# Jersey Girl



## Mamacats (Jan 10, 2008)

Hello Everybody!

I am an American residing in Portugal with my husband and adult son.
Just wanted to get back in touch with some Americans again.

Happy New Year, lets make it a great one.............

Diane aka Mamacats
Ragdoll Breeder
Portugal


----------



## Stravinsky (Aug 12, 2007)

Mamacats said:


> Hello Everybody!
> 
> I am an American residing in Portugal with my husband and adult son.
> Just wanted to get back in touch with some Americans again.
> ...


Welcome to the forum
Sorry though, I'm not American


----------



## Mamacats (Jan 10, 2008)

Hey no problem!
Thanks for the welcome.

Diane aka Mamacats
Ragdoll Breeder
Portugal


----------



## jorgemac23 (Feb 26, 2008)

Hi Mamacats
I know what you mean, I left Portugal when i was 3, lived most of my life in New Jersey also Fla. & Calif. then 4 years ago we decided to move to Portugal with our two adult sons. Not too many Americans around are there ?

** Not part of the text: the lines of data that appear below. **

PR #798, opened 2023-06-22
replace os.IsErrNotExist with errors.Is

Diaphteiros:
## What does this PR do?

It replaces all instances of `os.IsErrNotExist(err)` with `errors.Is(err, os.ErrNotExist)`.

## Why?

According to the doc comment on `os.IsErrNotExist`, this is the recommended way to check for specific errors.

In my case, I'm trying to inject a custom filesystem implementation into the default storer. I built a small wrapper which makes the filesystem implementation compatible to the `billy.Filesystem` interface.
However, for non-existing files, the filesystem implementation sometimes returns errors which are not recognized by `os.IsErrNotExist`, which makes the default storer implementation unusable with the filesystem implementation I'd like to use. I did some tests and found out that using `errors.Is` instead of `os.IsErrNotExist` solves the problem.

### DIFF
--- a/config/config.go
+++ b/config/config.go
@@ -172,7 +172,7 @@ func LoadConfig(scope Scope) (*Config, error) {
 	for _, file := range files {
 		f, err := osfs.Default.Open(file)
 		if err != nil {
-			if os.IsNotExist(err) {
+			if errors.Is(err, os.ErrNotExist) {
 				continue
 			}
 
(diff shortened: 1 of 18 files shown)


Diaphteiros:
I ran `make test` to verify this and got a single error. But I got the same error when running it on master, so it is not related to my changes.

pjbgf:
@Diaphteiros the errors are not related to your changes. Please rebase and reword the commit in line with the [contributing guide](https://github.com/go-git/go-git/blob/master/CONTRIBUTING.md#format-of-the-commit-message).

Nice to here from you Mamacats.

jorgemac23


----------



## Mamacats (Jan 10, 2008)

No there are not too many and if there are they mut be hiding, LOL......
In the summer I do notice lots during the spring and summer months visiting the major tourist areas.

Welcome to the forum and to Portugal!
Diane of Diane's Pride
Ragdoll Breeder 
Portugal


----------